Philippe De Jonckheere

(1964 - 2064)

  • Mon ami @julien1 me parle beaucoup de Jacques Drillon en ce moment notamment son Traité de la ponctuation française qu’il faut absolument que je lise et qu’il avait déjà mentionné dans je ne sais plus quel fil. Toujours est-il qu’au cours de notre discussion, il me fait découvrir cette très belle tribune du même Jacques Drillon dans Libération et qui date d’il y a presque vingt ans. C’est d’une clarté sans âge hélas tant ce texte me paraît tellement d’actualité, surtout en regard de la place que nous refusons de faire aux réfugiés. Les faits auxquels se rapporte cette tribune sont assez flous dans mon esprit, ils me rappellent vaguement quelque chose, à l’époque je vivais en Angleterre, je suis suivais l’actualité française de façon plus que lâche.

    Libération
    Vendredi 26 décembre 1997, page 5

    REBONDS
    Qui a « mérité » la France ?

    DRILLON Jacques

    Alors qu’à l’Assemblée on décidait d’accorder automatiquement la nationalité française à tout enfant d’étranger né sur le sol national, la droite défilait, le 6 décembre à Nice, sous une banderole, sur laquelle une main, sans doute blanche, avait écrit : « La France se mérite. »

    Cela ne manque pas de piquant ; car, enfin, qu’ont-ils fait, ce coiffeur, cet avocat, ce chauffeur de taxi marchant côte à côte pour « mériter » la France ? Leur a-t-on fait passer un examen ? Leur a-t-on imposé des épreuves, un parcours initiatique ? En quoi la droite niçoise a-t-elle « mérité » la France ? Les fils d’étrangers auraient - à la rigueur - une supériorité sur eux : leurs parents sont venus en France, eux ! Ils se sont déplacés ! Volontairement ! Tandis que le père de Jean-Louis Debré est resté où on l’a posé.

    Cette banderole manque d’autant moins de piquant que toute l’idéologie de la droite repose sur l’idée d’héritage, c’est-à-dire de l’immérité absolu ! Dès lors qu’il apparaît au milieu du cercle de famille le petit de bourgeois se trouve riche sans avoir déclaré sa volonté expresse de le devenir (ni levé le petit doigt pour l’être). On s’empresse de le baptiser, sans qu’il l’ait demandé non plus. Il porte le nom de son père parce que c’est l’habitude, bien avant de savoir ce que c’est, un nom, voire une particule. Surtout, il est français, automatiquement. Sous l’Ancien Régime, on appelait cela des privilèges. Ne nous étonnons pas que la droite ne veuille pas les céder à des fils de bougnoules, et pour rien, par-dessus le marché !

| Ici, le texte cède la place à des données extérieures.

PR #4811, opened 2017-10-31
feat(cli): Disable only header/footer in nested commands, not all output

### LINKED ISSUE #4615: Nested yarn commands should still display all but version/timing output
In #3536, the handling of nested yarn commands was changed, such that the outer yarn invocation sets a `YARN_SILENT` environment variable, which causes the child yarn processes to behave the same as if `--silent` had been passed. The reasoning for this change was to reduce the noise from all of the `yarn <COMMAND> <VERSION>` and `Done in XXXs` output.

However the current implementation also suppresses useful output too, such as the output from `yarn outdated`.

An example use-case of when this is problematic, is when using the tool [oao](https://github.com/guigrpa/oao) (similar to yerna) to manage a monorepo's packages, and using oao's `outdated` command, which runs a child `yarn outdated` process for each package within the monorepo. 

Output before:
```
2017-10-03T13:16:19.232Z  main INFO  ┌── Outdated dependencies in neutrino [CREATED]
2017-10-03T13:16:19.509Z  yarn INFO  | yarn outdated v0.26.1
2017-10-03T13:16:20.208Z  yarn INFO  | Package   Current Wanted Latest     Package Type URL
2017-10-03T13:16:20.209Z  yarn INFO  | immutable 3.8.1   3.8.1  4.0.0-rc.4 dependencies https://facebook.github.com/immutable-js
2017-10-03T13:16:20.210Z  yarn INFO  | Done in 0.70s.
2017-10-03T13:16:20.241Z  yarn INFO  |
2017-10-03T13:16:20.245Z  main INFO  └── Outdated dependencies in neutrino [CLOSED]
2017-10-03T13:16:20.247Z  main INFO  ┌── Outdated dependencies in neutrino-middleware-banner [CREATED]
2017-10-03T13:16:20.518Z  yarn INFO  | yarn outdated v0.26.1
2017-10-03T13:16:20.857Z  yarn INFO  | Done in 0.34s.
2017-10-03T13:16:20.868Z  yarn INFO  |
2017-10-03T13:16:20.871Z  main INFO  └── Outdated dependencies in neutrino-middleware-banner [CLOSED]
```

    Les clampins de la manifestation niçoise n’ont donc pas « mérité » la France. Ils en auraient même démérité, avec leur désespérante incurie, leur individualisme furieux (payer l’impôt les rend malades : ils n’ont toujours pas compris à quoi cela servait), leur inculture crasse, leur haine des oeuvres et des hommes... Ceux qui défilaient à Nice sont ceux qui se ruent sur l’huile, la farine et l’essence dès que les camionneurs et les cheminots se mettent en grève. Ils disent que la France se mérite, mais ils mettent leurs enfants à l’anglais obligatoire dès les premiers pots de Blédine. Ils disent que la France se mérite, mais ils passent leurs soirées devant la télévision. Ils privatisent, ils gagnent de l’argent en plaçant celui qu’ils ont déjà, ils enverraient bien les chômeurs aux travaux forcés, s’ils pouvaient. Mériter la France, pensent-ils, cela consiste probablement à construire des milliers d’immeubles sur le littoral méditerranéen. Ils vont à l’Opéra-Bastille (pour voir quoi ?), lisent (ou offrent) le dernier Goncourt, mais voudraient bien supprimer le CNRS. Ils se plaignent de ce que les jeunes ne sachent plus l’orthographe, mais trouvent qu’il y a trop de monde à l’université. La droite française est absolument foutrale, et le manifestant niçois plus stupide encore.

    Et pourtant, tous ces pauvres gens, on les garde avec nous. La France n’est leur pays que par hasard, ils ne l’ont pas méritée, et on ne va pas la leur donner. Mais soyons magnanimes : on la leur prête.

    Jacques Drillon est journaliste et écrivain ; dernier livre paru : « Children’s Corner », 1997, Gallimard.